Well this actually started last week, when i decided to turn my 55 into a reef tank and i saw this






. And thought to myself, I do have that bottom panel that survived last months disaster, it measures 48in by 16in, and i could use it as a drilled replacement for the bottom panel. which would make the tank measure 48"x 16" X 20", roughly 66 gallons after i replace the side panels.And install some cross bracing. But first things first that nasty black trim has to come off.






Top piece off






. Both came off in one piece, damaged but in one piece and believe it or don't but the bottom piece was easier to remove than the top


----------



## niteshift (Mar 10, 2011)

Well not much to tell, nothing done other than livestock planning and aquascape day dreaming.

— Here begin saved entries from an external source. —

PR #939, opened 2019-01-17
Regular Release 1

AnthonyOliveri:
https://github.ibm.com/Watson/developer-experience/issues/5907

Includes new APIs in Discovery, SpeechToText and VisualRecognition.


Source/DiscoveryV1/Models/Gateway.swift
```diff
@@ -0,0 +1,70 @@
+/**
+ * Copyright IBM Corporation 2018
```
mediumTaj: Something i need to start checking - this should be 2019. I think Mike was considering a strategy for this at some point.

Source/VisualRecognitionV3/VisualRecognition.swift
```diff
@@ -254,13 +250,15 @@ public class VisualRecognition {
...
+     - parameter acceptLanguage: The desired language of parts of the response. See the response for details.
      - parameter imagesFileContentType: The content type of imagesFile.
      - parameter headers: A dictionary of request headers to be sent with this request.
      - parameter completionHandler: A function executed when the request completes with a successful result or error
      */
     public func detectFaces(
         imagesFile: URL? = nil,
         url: String? = nil,
+        acceptLanguage: String? = nil,
         imagesFileContentType: String? = nil,
```
mediumTaj: I guess adding an optional param is breaking anyway since the `headers` are at the end. The other SDKs have been making a handwritten change to add `acceptLanguage` after `imagesFileContentType`.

Had some family issues back east. Got hack last night. So. Barring any major catastrophe, i can drill and reassemble this coming weekend. I do however have one question, actually both my father and roommate have a good question. Am i sure that the glass from the 55 will hold up to the pressure of 66 gallons. I said i was certain that with some bracing the glass would withstand the pressure. I also let them know I would ask the experts. So will tempered 6 mm with bracing withstand the pressure of 66 gallons.


----------